WASHINGTON—Chinese authorities are racing to solve the country's chronic power shortages ahead of the summer heat with a new set of regulations aimed at giving teeth to the country's fledgling electricity watchdog.
But the measures are unlikely to tackle the problem where it really matters, in the area of pricing, analysts told RFA in a series of recent interviews.
"I think they're really worried, seriously worried, about this year," Robert Ebel, director of the energy and national security program at the Center for Strategic and International Studies in Washington, told RFA's Wu dialect service.
Summer heat approaches
"They went through last year with electric power shortages pretty much nationwide and now it looks like it's going to happen again. So, how do you solve it? That's what they're trying to figure out," Ebel told reporter Michael Lelyveld.
"Price incentive is the best incentive that you can have for both producer and consumer," he said.
New power sector regulations effective May 1 were supposed to strengthen the powers of the State Electricity Regulatory Commission (SERC) but fell way short of expectations, according to local media reports.
The SERC has been unable to improve the situation in the power sector because it lacks authority to set rates or approve construction of new power plants.
Those authorities rest with the far more powerful State Development and Reform Commission of China's cabinet, the State Council.
Price increases politically sensitive
Government officials blame the annual enforced power cuts during peak summer months when air-conditioning is at its height on shortages of coal and rail capacity to get supplies to power plants.
The government has been working to speed up construction of power plants, but it has also slammed the brakes on some 30 power projects that it considers unauthorized.
But experts say the sensitive issue of price increases for power has not been addressed in any meaningful way. Rate increases in the last year have been too small to dampen consumption growth.
Officials have also talked about energy conservation, but the government has taken few effective steps, according to Philip Andrews-Speed, China energy expert at Dundee University.
"There was a lot of talk last year about energy conservation. But the only real conservation measure I could see was literally the turning off of electricity to factories and other institutions when there wasn't enough power," Andrews-Speed told RFA.
"There's no real indication of a new and more coherent approach," he added.
Fear of social unrest
Jason Feer, Singapore bureau chief for Petroleum Argus, said the government's worry about major price increases stems mostly from social concerns.
"There's always a concern that if the government introduces some sort of dramatic economic change, such as raising power prices across the board, that that will raise questions about the stability of the government," Feer said.
"How much will people accept and how much can people afford to pay before they will have been pushed too far?"

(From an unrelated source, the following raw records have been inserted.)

PR #811, opened 2019-01-25
Delay vsQueue Length Assessment

### LINKED ISSUE #810: Controller deletes services and recreates during bigip-ctlr pod restart
#### Description
 Whenever the CC Pod crashes (or during scheduled upgrades) - the entire partition it manages gets wiped out - then it a couple of minutes to restore all the services configured in K8s to get configured on the BIG-IP again. This is occurring when a large number of services configured in k8s.

#### Kubernetes Version
1.10

#### Controller Version
1.7.0

#### BIG-IP Version
13.1

ssurenr:
Mitigates #810 where the controller deletes BigIP resources on startup and restart where a large number of services present in Kubernetes

### DIFF
--- a/pkg/appmanager/appManager.go
+++ b/pkg/appmanager/appManager.go
@@ -765,6 +765,8 @@ func (appMgr *Manager) virtualServerWorker() {
 func (appMgr *Manager) processNextVirtualServer() bool {
 	key, quit := appMgr.vsQueue.Get()
 	if !appMgr.initialState && appMgr.processedItems == 0 {
+		//TODO: Properly handlle queueLen assessment and remove Sleep function
+		time.Sleep(1 * time.Second)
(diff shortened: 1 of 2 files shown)


pkg/appmanager/appManager.go
```diff
@@ -765,6 +765,8 @@ func (appMgr *Manager) virtualServerWorker() {
 func (appMgr *Manager) processNextVirtualServer() bool {
 	key, quit := appMgr.vsQueue.Get()
 	if !appMgr.initialState && appMgr.processedItems == 0 {
+		//TODO: Properly handlle queueLen assessment and remove Sleep function
+		time.Sleep(1 * time.Second)
```
sjberman: This seems very arbitrary. What are the results now when testing with this sleep?

sjberman:
Ensure the pipeline passes, and then you're good to merge.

He said the fears of instability lurked behind the government's procrastination over setting up a credible regulatory body and allowing prices to rise.
Feer said that full deregulation of power prices would work in theory to balance supply and demand. But the government is unlikely to risk a move toward free-market pricing because it could not predict how high prices would go. It would also have to make a host of other economic adjustments.